Abgespaced: Lexus hat ein fliegendes Skateboard entwickelt. Das räderlose Brett nutzt Magnet-Schwebekraft zur Fortbewegung. Das erste Video des Hoverboards im Test!
Bild: Werk
- Maike Schade
- Sarah Hamidy

Schwebend im Skatepark: In Barcelona durften erste Tester das Hoverboard ausprobieren.
Bild: Werk
Ein Redakteur des Blogs Jalopnik durfte das Hoverboard ebenfalls testen. Wie es sich anfühlt, auf dem Hoverboard zu schweben? "Es ist unglaublich schwer, aber auch unglaublich cool", so Robb Holland. Aufgrund seines Körpergewichts berührte das Schwebe-Skateboard mehrere Male dem Untergrund. Nachdem er mehr Balance auf dem Gerät erreicht hatte, schwebte auch er gut zehn Meter weit, ohne am Boden aufzusetzen. Wann das Hoverboard zum Verkauf angeboten wird und welchen Preis Lexus dafür verlangen wird, ist noch nicht bekannt.Das Hoverboard nutzt die Magnet-Schwebekraft von Supraleitern. In einem Deutschlandfunk-Interview erklärte Ludwig Schultz, wissenschaftlicher Direktor des Leibniz-Instituts für Festkörper- und Werkstoffforschung Dresden (IFW): "Die Magnetschiene liefert uns ein magnetisches Feld, eine Konfiguration des Magnetfeldes, die unverändert ist um den ganzen Kurs herum. Das heißt, wenn wir den Supraleiter über dieser Magnetschiene kalt machen, dann ist diese Magnetfeldkonfiguration in dem Supraleiter fest verankert." Der Supraleiter klammert sich also sozusagen an den Magnetfeldlinien fest.
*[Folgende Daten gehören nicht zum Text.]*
PR #1692, opened 2026-03-17
fix(config): inherit provider defaults for matching model_list entries

### LINKED ISSUE #1635: [BUG] model_list does not inherit api_key/api_base from providers (even with matching protocol prefix)
## Quick Summary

Damit das Hoverboard schweben kann, muss es sich demnach auf dem Bereich über einer Magnetschiene befinden. So muss der Untergrund des Skateparks aufwendig modifiziert worden sein. Das Board kann also nicht auf jeder beliebigen Oberfläche schweben.

Des Design des Hoverboards soll an den markentypischen Lexus-Grill erinnern.
Bild: Werk
Das Hoverboard nutzt Supraleiter

Flüssiger, minus 196 Grad kalter Stickstoff dampft aus dem Board hervor.